2. How do BDA adoption determining factors contribute to the development of tangible, human-related and intangible BDA capabilities?

Moreover, it is necessary to establish a BDA technology adoption roadmap for SCP, elucidating the behavioural aspects on how organisations react and interact during the post-adoption of the technological innovation. As empirical research is scarce on BDA implementation, especially in specific contexts (Jonsson and Holmström, 2016; Schlegel et al., 2020), future studies may highlight the paths of transformation for organisations and supply chains into a BDA-driven SCP paradigm, scrutinising how such transformation may relate to the development of tangible, human-related and intangible BDA capabilities (Schlegel et al., 2020).

1. How do strategies, processes, systems and people in supply chains adapt with a view to BDA adoption for SCP?

2. How does the behavioural aspect work in the BDA adoption process for different roles of BDA in SCP?

3. How do BDA capabilities interact with the BDA adoption process?

Finally, taking a holistic view of supply chains, it is possible to develop research in addressing the multi-stakeholder perspective on BDA adoption in SCP, addressing, for example: What are the potential synergies and conflicts among the supply chain actors in the management of BDA adoption?

This study presents a systematic literature review to establish a holistic overview on relating BDA to SCP from prior publications. It reveals the contributions of BDA on SCP and the factors determining the adoption decision of this technology innovation. We synthesised definitions for big data and BDA in the supply chain domain in search of a consensus on big data-related terminologies in future supply chain literature. As extant research on relating BDA to SCP mostly focuses on short-term oriented planning problems in isolation, our study questioned the relevance of BDA for long-term SCP activities. Moreover, we argued that, to make effective use of BDA in SCP, it not only requires strong technical infrastructures but also appropriate BDA adoption management actions concerning the organisational and environmental changes. Successful BDA adoption management for SCP should follow a long-term, inter-organisational perspective, orchestrating the determining factors of BDA adoption once the scope of BDA has been clarified.

The theoretical contribution of this paper is mainly threefold. Firstly, it shows that big data and BDA can be used to improve the SCP performance, i.e. with the role of supportive facilitator or source of empowerment, but can also be leveraged to determine a radical innovation in the supply chain, i.e. when it plays the role of game-changer, by enabling SCP to be guided by new objective functions, for example environmental sustainability, or be the compass of the supply chain in case of disruptions. Secondly, it endeavoured to show that the BDA adoption decision is mainly driven by technological factors only when the aim is to improve SCP performance. Organisational and environmental dimensions instead play a determinant role in ensuring that BDA is adopted to reach radical innovation, thus showing the relevance of managerial concerns over technological ones when it comes to extracting value from the adoption of technology innovations. Lastly, this paper has identified several research directions to be addressed by future research.

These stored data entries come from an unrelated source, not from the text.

PR #1016, opened 2016-08-14
Vulkan: Some groundwork for windows vulkan support

msiglreith:
Correctly locate the vulkan dynamic library on windows, use winit for window handling and implement surface creation.

NOT tested on an unix system so far with xcb.
Setting the correct `"VK_KHR_*_surface` extensions for each platform is left as future work for the moment.

### DIFF
--- a/.travis.yml
+++ b/.travis.yml
@@ -39,9 +39,9 @@ script:
   - travis-cargo test -- -p gfx_window_glutin
   - travis-cargo test -- -p gfx_window_glfw
   - travis-cargo test -- -p gfx_window_sdl
-# - travis-cargo test -- -p gfx_device_vulkan
-# - travis-cargo test -- -p gfx_window_vulkan
-  - travis-cargo test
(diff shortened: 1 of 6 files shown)


kvark:
Looks great, thanks! Now, just need to preserve that linux build (fortunately tested by Travis CI).

kvark:
Also, if vulkan compiles on windows, we need to add `--feature vulkan` to the AppVeyor config, similarly to our Travis/Unix one.

msiglreith:
Indeed! You prefer a separate PR for the CI changes to avoid possible conflicts with #1015 or should I merge them into this one?

kvark:
No, please do it all together. #1015 is not too big, will merge just fine
afterwards ;)

kvark:
Looks like the failure is caused by `cmake` (see [comment](https://github.com/gfx-rs/gfx/pull/1015#issuecomment-239664820)). Merging.

PR #1018, opened 2016-08-16
Vulkan: Working on swapchain creation

msiglreith:
The backend will now load the required extensions for each platform for the surface creation. Additionally improved the swapchain creation to address serveral validation layer errors (checking for support of formats, capabilities, etc.).
Additionally switched to the (more common?) BGRA8 color format for the swapchain images.

I assume we need to shift some responsibilities for the the swapchain creation to the application to select its prefered formats and settings depending on the capabilities offered by the GPU.
(e.g. my system doesn't support RGBA8 for swapchains nor D24_S8 as depth-stencil format)

### DIFF
--- a/src/backend/vulkan/src/lib.rs
+++ b/src/backend/vulkan/src/lib.rs
@@ -205,7 +205,8 @@ pub fn create(app_name: &str, app_version: u32, layers: &[&str], extensions: &[&
     info!("Chosen physical device {:?} with queue family {}", dev.device, qf_id);
 
     let mvid_id = dev.memory.memoryTypes.iter().take(dev.memory.memoryTypeCount as usize)
-                            .position(|mt| mt.propertyFlags & vk::MEMORY_PROPERTY_DEVICE_LOCAL_BIT != 0)
+                            .position(|mt| (mt.propertyFlags & vk::MEMORY_PROPERTY_DEVICE_LOCAL_BIT != 0)
+                                        && (mt.propertyFlags & vk::MEMORY_PROPERTY_HOST_VISIBLE_BIT != 0))
                             .unwrap() as u32;
     let msys_id = dev.memory.memoryTypes.iter().take(dev.memory.memoryTypeCount as usize)
                             .position(|mt| mt.propertyFlags & vk::MEMORY_PROPERTY_HOST_COHERENT_BIT != 0)
--- a/src/backend/vulkan/src/lib.rs
+++ b/src/backend/vulkan/src/lib.rs
@@ -80,6 +80,7 @@ pub struct Share {
     inst_pointers: vk::InstancePointers,
     device: vk::Device,
     dev_pointers: vk::DevicePointers,
+    physical_device: vk::PhysicalDevice,
     handles: RefCell<gfx_core::handle::Manager<Resources>>,
 }
 
@@ -91,6 +92,9 @@ impl Share {
     }
     pub fn get_device(&self) -> (vk::Device, &vk::DevicePointers) {
         (self.device, &self.dev_pointers)
+    }
+    pub fn get_physical_device(&self) -> vk::PhysicalDevice {
+        self.physical_device
     }
 }
 
@@ -273,6 +277,7 @@ pub fn create(app_name: &str, app_version: u32, layers: &[&str], extensions: &[&
         inst_pointers: inst_pointers,
         device: device,
         dev_pointers: dev_pointers,
+        physical_device: dev.device,
         handles: RefCell::new(gfx_core::handle::Manager::new()),
     });
     let gfx_device = command::GraphicsQueue::new(share.clone(), queue, qf_id as u32);
--- a/src/backend/vulkan/src/lib.rs
+++ b/src/backend/vulkan/src/lib.rs
@@ -21,6 +21,7 @@ extern crate vk_sys as vk;
 use std::{fmt, iter, mem, ptr};
 use std::cell::RefCell;
 use std::sync::Arc;
+use std::ffi::CStr;
 use shared_library::dynamic_library::DynamicLibrary;
 
 pub use self::command::{GraphicsQueue, Buffer as CommandBuffer};
@@ -92,6 +93,17 @@ impl Share {
     }
 }
 
+const SURFACE_EXTENSIONS: &'static [&'static str] = &[
+    // Platform-specific WSI extensions
+    "VK_KHR_xlib_surface",
+    "VK_KHR_xcb_surface",
+    "VK_KHR_wayland_surface",
+    "VK_KHR_mir_surface",
+    "VK_KHR_android_surface",
+    "VK_KHR_win32_surface",
+];
+
+
 pub fn create(app_name: &str, app_version: u32, layers: &[&str], extensions: &[&str],
               dev_extensions: &[&str]) -> (command::GraphicsQueue, factory::Factory, SharePointer) {
     use std::ffi::CString;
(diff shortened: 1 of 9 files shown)


kvark:
> e.g. my system doesn't support RGBA8 for swapchains nor D24_S8 as depth-stencil format

Uh, oh, that sucks. I recall @fkaa also complaining that our default `D24_S8` does not exist on Metal.
Looks like we need to have the defaults being different for different backends? Or maybe some feature levels. Either way, it doesn't affect gfx_core or gfx itself, just the example launcher.

src/backend/vulkan/src/lib.rs
```diff
@@ -122,12 +139,38 @@ pub fn create(app_name: &str, app_version: u32, layers: &[&str], extensions: &[&
...
+        let mut out = Vec::with_capacity(num as usize);
+        assert_eq!(vk::SUCCESS, unsafe {
+            entry_points.EnumerateInstanceExtensionProperties(ptr::null(), &mut num, out.as_mut_ptr())
+        });
+        unsafe { out.set_len(num as usize); }
+        out
+    };
 
+    // Check our surface extensions against the available extensions
+    let surface_extensions = SURFACE_EXTENSIONS.iter().filter(|ext| {
```
kvark: maybe `filter_map`?

src/backend/vulkan/src/lib.rs
```diff
@@ -122,12 +139,38 @@ pub fn create(app_name: &str, app_version: u32, layers: &[&str], extensions: &[&
...
+        for inst_ext in instance_extensions.iter() {
```
kvark: maybe 'find()'?

src/backend/vulkan/src/lib.rs
```diff
@@ -151,12 +194,20 @@ pub fn create(app_name: &str, app_version: u32, layers: &[&str], extensions: &[&
...
 
-    let mut physical_devices: [vk::PhysicalDevice; 4] = unsafe { mem::zeroed() };
-    let mut num = physical_devices.len() as u32;
-    assert_eq!(vk::SUCCESS, unsafe {
-        inst_pointers.EnumeratePhysicalDevices(instance, &mut num, physical_devices.as_mut_ptr())
-    });
-    let devices = physical_devices[..num as usize].iter()
+    let physical_devices = {
+        let mut num = 0;
+        assert_eq!(vk::SUCCESS, unsafe {
```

This work has some limitations. While the material collection and selection process aimed to be inclusive and representative, it may still fail to capture some relevant contributions. Firstly, the explicit search of “big data” in the primary studies could result in omitting relevant papers that coined the technology differently. For instance, artificial intelligence, machine learning, IoT, digital twin and cyber-physical systems all overlap somewhat with what we referred to as big data. The inclusion of these additional keywords could result in an expansion of the journal base. Moreover, we deliberately concentrated on journal papers targeting quality research, while this choice could have led to discarding some recent discussions from conferences. However, despite the potential shortcomings, we still believe that our study offers an accurate and distinctive angle to the existing work while stimulating future conversations on relating BDA to SCP.